Directions for this task: Start with the first line of the records below. Output each line exactly, ending with the one that contains "The implementation is".

Supplied entries:
PR #2806, opened 2025-09-08
Validate `select_related` lookups

UnknownPlatypus:
# I have made things!

Similar to #2804, implement validation of the lookups passed to `.select_related(...)`.

The implementation is mostly extracted and adapted from `django.db.models.sql.compiler.SQLCompiler.get_related_selections`

PS: The `querysets.py` file is starting to get quite big, do you mind if I turn it into a module with a file per qs method ? (`select_related.py`, `prefetch_related.py` ...)

### DIFF
--- a/mypy_django_plugin/transformers/querysets.py
+++ b/mypy_django_plugin/transformers/querysets.py
@@ -619,3 +619,79 @@ def extract_prefetch_related_annotations(ctx: MethodContext, django_context: Dja
         row_type = annotated_model
 
     return default_return_type.copy_modified(args=[annotated_model, row_type])
+
+
+def _get_select_related_field_choices(model_cls: type[Model]) -> set[str]:
+    """
+    Get valid field choices for select_related lookups.
+    Based on Django's SQLCompiler.get_related_selections._get_field_choices method.
+    """
+    opts = model_cls._meta
+
+    # Direct relation fields (forward relations)
+    direct_choices = (f.name for f in opts.fields if f.is_relation)
+
+    # Reverse relation fields (backward relations with unique=True)
+    reverse_choices = (f.field.related_query_name() for f in opts.related_objects if f.field.unique)
+    return {*direct_choices, *reverse_choices}
+
+
+def _validate_select_related_lookup(
+    ctx: MethodContext,
+    django_context: DjangoContext,
+    model_cls: type[Model],
+    lookup: str,
+) -> bool:
+    """Validate a single select_related lookup string."""
+    if not lookup.strip():
+        ctx.api.fail(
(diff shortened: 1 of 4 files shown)


mypy_django_plugin/transformers/querysets.py
```diff
@@ -619,3 +619,79 @@ def extract_prefetch_related_annotations(ctx: MethodContext, django_context: Dja
...
+def _validate_select_related_lookup(
+    ctx: MethodContext,
+    django_context: DjangoContext,
+    model_cls: type[Model],
+    lookup: str,
+) -> bool:
+    """Validate a single select_related lookup string."""
+    if not lookup.strip():
+        ctx.api.fail(
+            f'Invalid field name "{lookup}" in select_related lookup. Cannot be whitespace-only',
```
```suggestion
            f'Invalid field name "{lookup}" in select_related lookup',
```

I guess it is clear from the message.

mypy_django_plugin/transformers/querysets.py
```diff
@@ -619,3 +619,79 @@ def extract_prefetch_related_annotations(ctx: MethodContext, django_context: Dja
...
+
+    lookup_parts = lookup.split("__")
+    observed_model = model_cls
+    for i, part in enumerate(lookup_parts):
+        valid_choices = _get_select_related_field_choices(observed_model)
+
+        if part not in valid_choices:
+            ctx.api.fail(
+                f'Invalid field name "{part}" in select_related lookup. '
+                f"Choices are: {', '.join(sorted(valid_choices)) or '(none)'}",
```
sobolevn, line 661: There can be many choices. Let's limit them.

mypy_django_plugin/transformers/querysets.py
UnknownPlatypus: Fair enough

mypy_django_plugin/transformers/querysets.py
UnknownPlatypus: Are you sure ? Runtime display them all and it's usually quite handy to solve the issue.

Could be in a ctx.msg.note otherwise ? Similar to the verbose note printed when arguments are not matching an override

sobolevn: Ok, let's keep it unless someone complains :)

sobolevn (approved):
Are we ready for a release? :)

UnknownPlatypus:
> Are we ready for a release? :)

I have a few other ones coming for similar validation on other qs method, don't know If it's worth waiting for ?

sobolevn:
Sure, no rush :)
It is easier to release the whole package of features. Let' me know when to push the button :)

PR #2810, opened 2025-09-12
Bump mypy to 1.18.1

sobolevn:


sobolevn:
I want to make a release with new mypy version support.

PR #2819, opened 2025-09-12
Add `mypy_primer` workflow

### LINKED ISSUE #1362: Integrate mypy_primer into our CI
[mypy_primer](https://github.com/hauntsaninja/mypy_primer) is a project that runs mypy on lots of public open source repositories.

In CI, it can do a mypy run before and after some proposed changes in a pull request, and report the diff between those results. It's being used by typeshed and mypy itself among others. Example:

image

If we add this to django-stubs and djangorestframework-stubs, it would give us better visibility into possible breakage we could be causing and help troubleshoot issues earlier.

I have no immediate plans to implement this and no experience with mypy_primer. I opened this issue to facilitate some discussion and feedback.

Most projects from [mypy_primer's built-in project definitions](https://github.com/hauntsaninja/mypy_primer/blob/master/mypy_primer.py#L1066-L1084) wouldn't be very useuful for us, because they don't use Django. So we would probably want to create our own list of open source Django and django-rest-framework projects for mypy_primer. Suggestions for which ones to add would be helpful.

sobolevn:
Refs:
- https://github.com/numpy/numpy/blob/main/.github/workflows/mypy_primer.yml
- https://github.com/numpy/numpy/blob/main/.github/workflows/mypy_primer_comment.yml

Closes https://github.com/typeddjango/django-stubs/issues/1362

### DIFF
--- a/.github/workflows/mypy_primer.yml
+++ b/.github/workflows/mypy_primer.yml
@@ -52,7 +52,7 @@ jobs:
           (
             mypy_primer \
             --new v${MYPY_VERSION} --old v${MYPY_VERSION} \
-            --known-dependency-selector django \
+            --known-dependency-selector django-stubs \
             --old-prepend-path django-stubs_base --new-prepend-path django-stubs_to_test \
             --num-shards 1 --shard-index ${{ matrix.shard-index }} \
             --debug \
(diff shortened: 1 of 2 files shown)


UnknownPlatypus:
I don't know how this works but if we can check against sentry it would be nice, they seem to have a very diverse codebase that catches edge cases

sobolevn:
Yes, adding `sentry` to `mypy_primer` would be great! 👍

Output:
PR #2806, opened 2025-09-08
Validate `select_related` lookups

UnknownPlatypus:
# I have made things!

Similar to #2804, implement validation of the lookups passed to `.select_related(...)`.

The implementation is mostly extracted and adapted from `django.db.models.sql.compiler.SQLCompiler.get_related_selections`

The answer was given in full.